Le jardin de la Cité Internationale Universitaire de Paris a accueilli, lors de la Fashion Week, le tout premier défilé haute couture de Pierpaolo Piccioli pour Balenciaga. L'événement s'est tenu dans un lieu atypique pour la Maison — non pas dans un salon parisien feutré, mais en plein air sur un campus universitaire, un choix symbolique illustrant la volonté du créateur de rapprocher la haute couture du quotidien. La question cruciale était de savoir si Piccioli s'inscrirait dans l'ironie et la provocation propres à l'ère Gvasalia ; la réponse est désormais claire : la collection, d'une exécution irréprochable, s'est exprimée à travers le langage familier de sa propre esthétique.
Piccioli a rejoint la maison en juillet 2025 après plus de 25 ans passés chez Valentino, où il a signé plus de cent collections et érigé la marque en emblème de la couture romantique. Dès son arrivée, il s'est plongé dans les archives de Cristóbal Balenciaga, un maître dont l'œuvre l'animait bien avant sa nomination au sein de la Maison. Cependant, tout en s'inspirant de cet héritage, il a insufflé ses propres codes : des teintes vibrantes, des drapés vaporeux, des épaules sculpturales et un romantisme empreint d'émotion. Entre robes volumineuses en soie gazar, coiffes de plumes et capes brodées, l'hommage au fondateur est omniprésent, bien que la palette chromatique et le sentiment de liberté prolongent davantage le sillon tracé chez Valentino plutôt que de dialoguer avec la direction audacieuse de son prédécesseur, Demna Gvasalia, qui a dirigé la maison pendant dix ans.
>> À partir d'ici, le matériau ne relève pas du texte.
Issue #5379, opened 2026-05-21
New column "imported at" in wt_gedcom


webtrees-pesz:
Please add a new column titled “imported at” to the wt_gedcom database table, as suggested. 

See https://www.webtrees.net/index.php/forum/webtrees-help-and-support/40654-how-to-find-out-in-the-database-when-a-tree-was-created-or-imported-last-time#116378

ddrury:
Not needed - just add an entry in the gedcom_setting table

BertKoor:
Peter_S confirmed on the forum that a record written to wt_log would work well.
https://www.webtrees.net/index.php/forum/webtrees-help-and-support/40696-webtrees-db-wt-gedcom-imported#116693

PR #5407, opened 2026-06-24
write a log record when tree import succeeded or failed

BertKoor:
this fixes issue #5379


ddrury:
Wouldn't the edit log be a better bet than the config log

BertKoor:
> Wouldn't the edit log be a better bet than the config log

Good question! My consideration to determine which to use, is that an editor cannot do an import. It can only be done by an administrator via the control panel. And thus the `config` section is imho a better fit.

I did change the log records written when an import fails to the `error` type.

Issue #5388, opened 2026-05-31
NotFound silently drops original URL when unauth user hits a tree-private route → login redirect loses deep-link target


jbh4x82:
Summary
When an unauthenticated user clicks a deep-link into a private tree (e.g. an email link to /tree/meran.ged/forum/topic/3594), they are redirected to the login page, but the original URL is silently lost. After successful login they land on the home page, not the page they originally clicked. This breaks any "click this link to see the post" workflow for sites with private trees.

Steps to reproduce
Site with a private (gedcom.private = 1) tree.
Log out (or open an incognito window with no session).
Visit any deep tree-URL, e.g. /index.php?route=/tree/<name>/individual/I1 or any custom-module tree-URL.
Observe redirect to /index.php?route=/login&url= (note: empty url query param).
Sign in.
Land on the home page instead of the original target.
Root cause
TreeService::all() (app/Services/TreeService.php) filters private trees out for users without access. In Router::process() (app/Http/Middleware/Router.php), when the matched route requires {tree} but tree_service->all()->get($value) returns null, Router calls return $handler->handle($request) to short-circuit the matched handler.

The next handler in the chain is eventually NotFound::handle() (app/Http/RequestHandlers/NotFound.php). For a GET request, NotFound does:

return redirect(url: route(route_name: HomePage::class));
The original request URI is not preserved. The user then hits HomePage, which redirects to LoginPage with ['url' => ''], and LoginAction's redirect($url) ends up redirecting to HomePage's URL (the default).

Suggested fix
In NotFound::handle(), before the catch-all redirect to HomePage, detect the unauth-hitting-tree-URL case and redirect to LoginPage with the original URI preserved as ?url=:

if (Auth::id() === null) {
    $uri  = $request->getUri();
    $path = $uri->getPath();
    $url_route = (string) ($request->getQueryParams()['route'] ?? '');
    if (str_contains($path, '/tree/') || str_contains($url_route, '/tree/')) {
        return redirect(route(LoginPage::class, ['url' => (string) $uri]));
    }
}
LoginAction already reads url from the POST body and redirect($url) on success, so this closes the round-trip without further changes.

Same pattern is used by AuthLoggedIn and AuthMember middlewares for their auth-required routes — extending it to the tree-private fall-through is consistent with the existing webtrees design.

Tested on
[...]

PR #5409, opened 2026-06-27
Preserve deep-link when a guest hits a private-tree URL (#5388)

jbh4x82:
Fixes the deep-link loss described in #5388.

## Problem
When an unauthenticated visitor follows a deep link into a **private** tree (e.g. an email link to `/tree/<name>/individual/I1`, or any custom-module tree URL), `TreeService::all()` hides the tree from them, so `Router::process()` reaches its `{tree}` fall-through and defers to `NotFound`, which `redirect()`s to the home page. The original URL is discarded, so after signing in the visitor lands on the home page instead of the page they clicked. This breaks "click this link to see the post" workflows on sites with private trees.

## Why here, and not in `NotFound`
As you noted in #5388, rendering a 404 *in place* at the tree URL would be a dead-end (no valid tree → no genealogy menu). This change avoids that by redirecting guests to the **login page** carrying the requested URL, which is a normal navigable page. `Router::process()` is also where the information actually is: we already know the matched route required `{tree}` and that the tree was not resolvable for this user, so `NotFound` itself stays stock.

## What it does
At the `{tree}`-null branch:

- **Guest** → `redirect(route(LoginPage::class, ['url' => (string) $request->getUri()]))`. This is the same pattern `AuthLoggedIn` and `AuthMember` already use for auth-required routes. `LoginPage` reads that URL and `LoginAction` redirects to it on success, both through `isLocalUrl()`, so it is **not** an open redirect. It also avoids disclosing to a guest whether a private tree exists: a missing tree and a private-but-inaccessible tree are handled identically.
- **Logged-in user** → unchanged (falls through to `NotFound` as before). Signing in again would not help, and we must not mislabel a genuinely missing tree as access-denied.

## Testing
- webtrees `main` + `php -l` on this branch; behaviour confirmed on 2.2.6 / PHP 8.3.
- Guest deep-link to a private tree (individual, family, and a custom-module route) → login page → after sign-in lands on the originally-requested URL.
- Guest deep-link to a **public** tree → unchanged (tree resolves, no redirect).
- Logged-in member without access → unchanged.
- Non-`{tree}` 404s (typos, unknown routes) → unchanged.

Happy to adjust. For example, if you'd prefer the logged-in-but-no-access case to render `HttpAccessDeniedException` rather than fall through, that's a small addition, though it needs distinguishing a private tree from a missing one (an extra `gedcom`-table lookup), which is why I left it out here.

### DIFF
--- a/app/Http/Middleware/Router.php
+++ b/app/Http/Middleware/Router.php
@@ -24,7 +24,9 @@ use Aura\Router\RouterContainer;
 use Aura\Router\Rule\Accepts;
 use Aura\Router\Rule\Allows;
 use Fig\Http\Message\StatusCodeInterface;
+use Fisharebest\Webtrees\Auth;
 use Fisharebest\Webtrees\Http\Dispatcher;
+use Fisharebest\Webtrees\Http\RequestHandlers\LoginPage;
 use Fisharebest\Webtrees\Registry;
 use Fisharebest\Webtrees\Services\ModuleService;
 use Fisharebest\Webtrees\Services\TreeService;
@@ -37,6 +39,8 @@ use Psr\Http\Server\RequestHandlerInterface;
 
 use function explode;
 use function implode;
+use function redirect;
+use function route;
 use function str_contains;
 
 readonly class Router implements MiddlewareInterface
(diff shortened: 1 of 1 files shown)


fisharebest:
This is still a redirect on 404, which I don't really like.

Instead, we could show the 404 at the requested URL.  Since we didn't match a route, there will be no `$tree`, and no genealogy pages.  Just the login/register link at the top.

But after the message "This page does not exist or you do not have permission to view it", we could add a "continue" button, which takes the user to the home page.

The result will be:

* your users can login from this page, and then be automatically redirected back to it.
* it won't be a dead-end.  The continue button takes you to where you were previously redirected.
* robots will see the 404, rather than 302 + 200.

fisharebest:
#5388 was closed via 08cf2b742d

PR #5410, opened 2026-07-01
No I18N for HttpBadRequestExceptions

BertKoor:
also a HttpException can be thrown before database connection is made: return a simple stack trace dump.

continuation of where https://github.com/fisharebest/webtrees/pull/5393 left off


fisharebest:
There are two distinct changes here.

1) Remove I18N from validation messages.  This seems sensible.

2) Catch errors thrown during bootstrap.  What sort of errors?  How might I introduce such an error to test this?

BertKoor:
> How might I introduce such an error to test this?

I tested it by letting the BadBotBlocker validate attribute `client-eyepea` instead of `client-ip`
https://github.com/fisharebest/webtrees/blob/437eddf9c915ae9a04a14a5f7d4e459178c69ba2/app/Http/Middleware/BadBotBlocker.php#L1530

fisharebest:
The exception handler has lots of different cases, guessing where the exception was thrown, what information might be available (e.g. routing), etc.

I am wondering if there is a simpler option.

The exception handler has various levels.  It tries to render full pages, assuming the application has booted, then simpler pages, and then a simple stack-trace.

We could split this into two (or more?) exception handlers.  The lowest level one would catch bootstrap errors, and show a simple stack-trace.

The next one (before loading modules?) would show an error page with all modules disabled.

The final one, before routing/controller would show a full webtrees error page, with menus, modules, etc.

Now, if we get an error trying to render the "full" error page, we just re-throw the error, and the next exception handler down the stack will try.  If that can't display the page, we end up at the basic stack-trace handler.

fisharebest:
This seems to have worked quite nicely :-)

We now have two ExceptionHandler middleware classes.  One handles bootstrap exceptions. The other handles application exceptions.

If there's a problem with the application handler, then the bootstrap handler will take care of it and display a stack dump

I also updated the display to include chained exceptions.  So if there is an exception while rendering an exception, we'll get two stack-traces in the output.

I also stripped out namespaces from fully-qualified-class-names in the stack dump, which makes them a lot more readable.

Fixed in 856001b35c2ccf0e3ad4ef3965053d4247992536

PR #5426, opened 2026-07-21
Respect explicit privacy restrictions even when HIDE_LIVE_PEOPLE is disabled

gnilebein:
Previously, disabling the tree's "hide living people" setting caused canShowRecord() to return true immediately, bypassing RESN restriction notices and individual-level privacy overrides for every record. Move that check after the explicit restriction checks so an individual marked private is still hidden, even when living people are otherwise shown to visitors.

### DIFF
--- a/app/Age.php
+++ b/app/Age.php
@@ -19,6 +19,8 @@ declare(strict_types=1);
 
 namespace Fisharebest\Webtrees;
 
+use Fisharebest\Webtrees\Enums\DateType;
+
 use function max;
 use function preg_match;
 use function str_starts_with;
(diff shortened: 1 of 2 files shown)


fisharebest:
Hi @gnilebein 

This is an interesting change!

We are approaching a major version release, so this is a good time to make such a change.

We would need to update the GUI to make this option clear.

Once that is done, I would want to discuss/explain the change on the project forum.

fisharebest:
FYI: https://www.webtrees.net/index.php/forum/2-open-discussion/40741-changes-to-privacy-logic

Issue #6993, opened 2017-07-10
Core port not shown in overview 


raymonvdm:
DO NOT DELETE THIS INFORMATION.

> Please read this information carefully.

GitHub issues is for known/validated bugs, please do not post issues asking for help or how to do X, Y or Z. 

You can use our irc channel ##librenms on freenode to ask questions or our [community site](https://community.librenms.org).

If you have a feature request please post this on our [community site](https://community.librenms.org/c/feature-requests).

Please confirm each of the sections below by putting an `x` in the box like `[x]`.

- [x] Is your install up to date? [Updating your install](http://docs.librenms.org/General/Updating/)
      Please do not submit an issue if your install is not up to date within the last 24 hours or on a stable monthly release.
- [x] Please include all of the information between the `====================================` section of `./validate.php` which you can run from the cli.

```
Component | Version
--------- | -------
LibreNMS  | 61103938dc691bb7faa0207551c4924e54923bad
DB Schema | 199
PHP       | 7.0.18-0ubuntu0.16.04.1
MySQL     | 5.7.18-0ubuntu0.16.04.1
RRDTool   | 1.5.5
SNMP      | NET-SNMP 5.7.3
```

- [x] Please provide ALL info asked for [here](http://docs.librenms.org/Support/FAQ/#faq20).

https://p.libren.ms/view/4e2ac96a
https://p.libren.ms/view/299195f3
https://p.libren.ms/view/4739e2d1

- [x] Please provide as much detail as possible.

The interface description is set to this (which works for observium)

`interface GigabitEthernet0/23
 description "Core: Raymon[1Gbit](Uplink Raymon) {O000002}"`

But the ports are not shown under Ports -> Core 
The Customers are also not shown Ports -> Customers

- [x] Please do NOT post more than 10 lines of debug information here, use a pastebin service or GitHub Gists.

Love librenms? Please consider supporting our collective:
👉  https://t.libren.ms/donations

laf:
Please test this patch:

https://p.libren.ms/view/raw/2b6bc3e2

raymonvdm:
This issue is solved for me now!

murrant:
laf: the \" is because the " is in the string inputed by the user.

Look at this one: `\"Cust: Raymon[1Gbit](crs2.dro2.raqxs.net Eth3 - Trunk) {O000002}`

PR #7063, opened 2017-07-21
fix: Strip " and / from snmpwalk_cache_oid()

laf:
DO NOT DELETE THIS TEXT

#### Please note

#### Testers

Fixes: #6993 

I've not done any other snmp functions yet but they probably should be done to save trim() being used everywhere.

### DIFF
--- a/includes/snmp.inc.php
+++ b/includes/snmp.inc.php
@@ -369,6 +369,7 @@ function snmpwalk_cache_oid($device, $oid, $array, $mib = null, $mibdir = null, 
         list($oid,$value)  = explode('=', $entry, 2);
         $oid               = trim($oid);
         $value             = trim($value);
+        $value             = trim($value, '\"');
         list($oid, $index) = explode('.', $oid, 2);
         if (!strstr($value, 'at this OID') && isset($oid) && isset($index)) {
             $array[$index][$oid] = $value;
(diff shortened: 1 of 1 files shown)


murrant:
@laf you could also just modify the previous trim.

snmpwalk_group() trims quotes, but not / why is that needed?

laf:
@murrant I left the old trim in place as that trims the defaults off, if you specify what to trim that doesn't happen anymore does it? I thought it didn't hence adding the new trim.

The / is in the snmpwalk output so seems to be sent back by the device. I've seen this in other walks as well.

murrant:
You can include the defaults.

This is what I have snmpwalk_group()
```
trim($value, "\" \n\r")
```

murrant:
I couldn't find an example of `/` in the linked bug.  I did however see an example of `""/""` where this would cause it to return `""` instead of `"/"`

laf:
The poller output in the bug report shows what is returned now:

`\Core: Raymon[1Gbit](Uplink Raymon) {O000002}\`

Seeing as we also have to trim `"` I've added them both in, I can update and add what you use for `snmpwalk_group` as well.

murrant:
laf: the \" is because the " is in the string inputed by the user and the snmp daemon escapes it...

Look at this one: `\"Cust: Raymon[1Gbit](crs2.dro2.raqxs.net Eth3 - Trunk) {O000002}`

laf:
Which of those are you concerned about as it looks like we should strip them all.

murrant:
laf mostly, the `\` because it should only be trimmed if it precedes `"`

It is likely that particular edge case will never cause us any issues.

laf:
It's a bit of a rabbit whole this.

This is what I've come up with so far but I feel less comfortable about this solution then I do my original:

https://p.libren.ms/view/raw/b6afe033

murrant:
Your paste isn't loading.  What do you think about just trimming: `"\" \\\n\r"` and seeing how it goes?

laf:
Updated

PR #7066, opened 2017-07-21
feature: Config helper to simplify config access

murrant:
Saves from having to check isset() and all that junk.  Allows specifying a default if it isn't set.
Uses dot separated config paths like the database.

Usage:
  Config::get('install_dir')
  Config::get('memcached.enable', false)
  Config::getDeviceSetting($device, 'retries', 'snmp', 5)
  Config::getOsSetting($device, 'nobulk')
  Config::set('poller_modules', array())

DO NOT DELETE THIS TEXT

#### Please note

#### Testers

### DIFF
--- a/LibreNMS/Config.php
+++ b/LibreNMS/Config.php
@@ -1,0 +1,142 @@
+<?php
+/**
+ * Config.php
+ *
+ * Config convenience class to access and set config variables.
+ *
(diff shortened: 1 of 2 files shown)


murrant:
I coded this for the snmp rewrite and have had a few times where I wished it existed in mainline.

Issue #7057, opened 2017-07-19
Raspberry pi sensors not added 


Jo0Lz:
DO NOT DELETE THIS INFORMATION.

> Please read this information carefully.

GitHub issues is for known/validated bugs, please do not post issues asking for help or how to do X, Y or Z. 

You can use our irc channel ##librenms on freenode to ask questions or our [community site](https://community.librenms.org).

If you have a feature request please post this on our [community site](https://community.librenms.org/c/feature-requests).

Please confirm each of the sections below by putting an `x` in the box like `[x]`.

- [x] Is your install up to date? [Updating your install](http://docs.librenms.org/General/Updating/)
      Please do not submit an issue if your install is not up to date within the last 24 hours or on a stable monthly release.
- [x] Please include all of the information between the `====================================` section of `./validate.php` which you can run from the cli.
- [x] Please provide ALL info asked for [here](http://docs.librenms.org/Support/FAQ/#faq20).
- [x] Please provide as much detail as possible.
- [x] Please do NOT post more than 10 lines of debug information here, use a pastebin service or GitHub Gists.

Love librenms? Please consider supporting our collective:
👉  https://t.libren.ms/donations

Component | Version
--------- | -------
LibreNMS  | 1.29-95-g5c46ad1a7
DB Schema | 199
PHP       | 7.1.6-2ubuntu1
MySQL     | 10.1.24-MariaDB-5
RRDTool   | 1.6.0
SNMP      | NET-SNMP 5.7.3

Followed [this](https://community.librenms.org/clicks/track?url=http%3A%2F%2Fdocs.librenms.org%2FExtensions%2FApplications%2F%23raspberry-pi&post_id=956&topic_id=430) tutorial. The raspberry.sh script works correctly, and the information is being "discovered", however sensors are not added to the LibreNMS database.

./raspberry.sh 
![image](https://user-images.githubusercontent.com/19903665/28361930-c579ed9e-6c7a-11e7-84f3-a7d18e989eb4.png)

Proof that the values are discovered with an SNMPwalk:
![image](https://user-images.githubusercontent.com/19903665/28363114-7a78455c-6c7f-11e7-9367-c6f66e945433.png)

`jo0lz@domotica:~ $ snmpwalk -Os -v1 -c public domotica .1.3.6.1.4.1.8072.1.3.2.4.1.2.9.114.97.115.112.98.101.114.114.121
[...]

PR #7068, opened 2017-07-21
fix: Fixed Raspberry Pi sensors support

laf:
DO NOT DELETE THIS TEXT

#### Please note

#### Testers

Fixes: #7057 

Before we did an snmp query to check if it was a rPi. We still only do one query in each of these and if it's not valid we break out or carry on.

### DIFF
--- a/includes/discovery/sensors/frequency/linux.inc.php
+++ b/includes/discovery/sensors/frequency/linux.inc.php
@@ -3,24 +3,22 @@
  * raspberry pi frequencies
  * requires snmp extend agent script from librenms-agent
  */
-$raspberry = snmp_get($device, 'HOST-RESOURCES-MIB::hrSystemInitialLoadParameters.0', '-Osqnv');
+$sensor_type = "raspberry_freq";
+$oid = '.1.3.6.1.4.1.8072.1.3.2.4.1.2.9.114.97.115.112.98.101.114.114.121.';
 
-if (preg_match("/(bcm).+(boardrev)/", $raspberry)) {
-    $sensor_type = "raspberry_freq";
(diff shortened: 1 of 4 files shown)


includes/discovery/sensors/frequency/linux.inc.php
```diff
@@ -3,24 +3,22 @@
  * raspberry pi frequencies
  * requires snmp extend agent script from librenms-agent
  */
-$raspberry = snmp_get($device, 'HOST-RESOURCES-MIB::hrSystemInitialLoadParameters.0', '-Osqnv');
+$sensor_type = "raspberry_freq";
+$oid = '.1.3.6.1.4.1.8072.1.3.2.4.1.2.9.114.97.115.112.98.101.114.114.121.';
```
murrant: Why wasn't this walked instead of doing for with several gets?

What if .6 is not a valid data point, but .7 is?

laf: That would mean walking the entire table all the time when you only need a couple of values.

I can try and get this walk into pre-cache but it's not a named OID so array returned using numerical OIDs are horrible.

Jo0Lz:
So, I tried this patch...

OSMC:
image

Raspbian:
image

I see codec sensors added, on the OSMC one it added every codec twice. No voltages etc. yet.
The double temperature got added when trying to resolve the issue manually by trying things out [this topic](https://community.librenms.org/t/raspberry-pi-temperature-voltage-freq/)

laf:
@murrant Updated now. One thing with this though, I doubt the state worked before either as the output from the snmp query is a string which is never converted as we don't use a MIB here.

So the raspberrypi.sh script needs updating to output numerical info.

laf:
https://github.com/librenms/librenms-agent/pull/140

Could be done better but I have little time or care for the application support right now :)

PR #7077, opened 2017-07-25
Added mempool support for Avaya ERS 3500

tslytsly:
DO NOT DELETE THIS TEXT

#### Please note

#### Testers

### DIFF
--- a/includes/discovery/mempools/avaya-ers.inc.php
+++ b/includes/discovery/mempools/avaya-ers.inc.php
@@ -3,15 +3,16 @@
 $OID = '.1.3.6.1.4.1.45.1.6.3.8.1.1.12';
 
 if ($device['os'] == 'avaya-ers') {
-    // Memory information only known to work with 5500 and 5600 switches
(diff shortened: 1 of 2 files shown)


murrant:
Hmm, why are we using a regex against sysDescr here?  Odd.  Also, for polling it should check the DB.

Your PR is fine, but this code is troubling.

laf:
@murrant The regex is already done and looks like it's to limit the devices that this support is for.

tslytsly:
@laf and @murrant 
laf is correct, although I don't see a need to limit it? We use a lot of Avaya products, and as far as I know that is the correct OID for all ERS devices.

laf:
@tslytsly remove the if check then :)

tslytsly:
@laf ok then, I'll close this PR and open a new one then.
The MIBs are from well before Avaya bought Nortel, before Nortel bought Baystack I think.
So I doubt there are many switches out there in the wild that don't support these MIBs.
I'll do the same for CPU and Temp, all part of the same MIBs.

PR #7079, opened 2017-07-25
Add if statement for ROS os when querying remote port id for LLDP map

EnzoZafra:
DO NOT DELETE THIS TEXT

#### Please note

#### Testers

Siemens Ruggedcom switches does not have the functionality to give ports/interfaces descriptions. When you do an snmpwalk on oid `ifDescr' for each port, it is empty and therefore inserts a whitespace into the 'ifDescr' field in the ports table.

When you do an snmpwalk on oid 'lldpRemoteSystemsData', you get the following: https://pastebin.com/LbechkBG

The `discovery-protocols` module will then query the database for a remote_port_id using this `ifDescr` which will always return the first port (port 1) because all of the `ifDescr` for each port on that device is a whitespace. I created an if statement that will search the `ifName` only instead of `ifDescr` OR `ifName`.

Instead of an if-statement, another solution I suggest is re-arranging the query from this:

`$remote_port_id = dbFetchCell('SELECT \`port_id\` FROM \`ports\` WHERE (\`ifDescr\` = ? OR \`ifName\` = ? OR \`ifDescr\` = ? OR \`ifName\` = ? OR \`ifPhysAddress\` = ?) AND \`device_id\` = ?', array($if, $if, $id, $id, $remote_port_mac_address, $remote_device_id));`

to this:

`$remote_port_id = dbFetchCell('SELECT \`port_id\` FROM \`ports\` WHERE (\`ifName\` = ? OR \`ifDescr\` = ? OR \`ifDescr\` = ? OR \`ifName\` = ? OR \`ifPhysAddress\` = ?) AND \`device_id\` = ?', array($id, $id, $if, $if, $remote_port_mac_address, $remote_device_id));`

but I'm not sure how this will break the map for other OS'. 

We can also store the `ifName` as the `ifDescr` in the `ports` module if the `ifDescr` oid is empty. That way, it will fix any other issues caused by `ifDescr` being empty. Let me know what is preferred

### DIFF
--- a/includes/discovery/discovery-protocols.inc.php
+++ b/includes/discovery/discovery-protocols.inc.php
@@ -181,7 +181,11 @@ if ($device['os'] == 'pbn' && $config['autodiscovery']['xdp'] === true) {
                     if ($remote_device_id) {
                         $if             = $lldp['lldpRemPortDesc'];
                         $id             = $lldp['lldpRemPortId'];
-                        $remote_port_id = dbFetchCell('SELECT `port_id` FROM `ports` WHERE (`ifDescr` = ? OR `ifName` = ? OR `ifDescr` = ? OR `ifName` = ? OR `ifPhysAddress` = ?) AND `device_id` = ?', array($if, $if, $id, $id, $remote_port_mac_address, $remote_device_id));
+                        if ($device['os'] == 'ros') {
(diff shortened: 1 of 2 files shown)


laf:
But they return ifName and / or ifAlias? I reckon it might be better to fix this in ports polling.

I don't think changing the order is the right thing to do, ifDescr is/should be a standard value returned so this is an edge case rather than the norm

EnzoZafra:
Yup, there is an ifName and/or an ifAlias per port. My idea is to set the ifDescr as the ifName if it's empty. Should I do this only for the 'ROS' OS or just do it for all?

laf:
I would do it for all. We do the same for ifAlias / ifName already.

Piccioli propose des pièces que l'on a envie de porter et non plus seulement de commenter, des créations où transparaît la main du maître. Elles s'adressent à ceux qui chérissent le savoir-faire authentique, ne craignent pas la couleur et privilégient la beauté et la liberté au choc ou au scandale.
Après des années où Balenciaga incarnait une beauté à double sens, la Maison opère un virage en revenant à une vision traditionnelle de la couture perçue comme un art de la forme, de la sculpture et de la technique. Loin de vouloir rivaliser avec son prédécesseur, Piccioli redéfinit l'identité de la griffe en proposant sa propre version : plus douce, plus « humaine » et plus attentive au corps comme à la personnalité. Il ne s'agit pas d'une révolution, mais d'une réorientation consciente, ancrée dans un profond respect pour l'héritage de Balenciaga et le propre cheminement créatif du designer.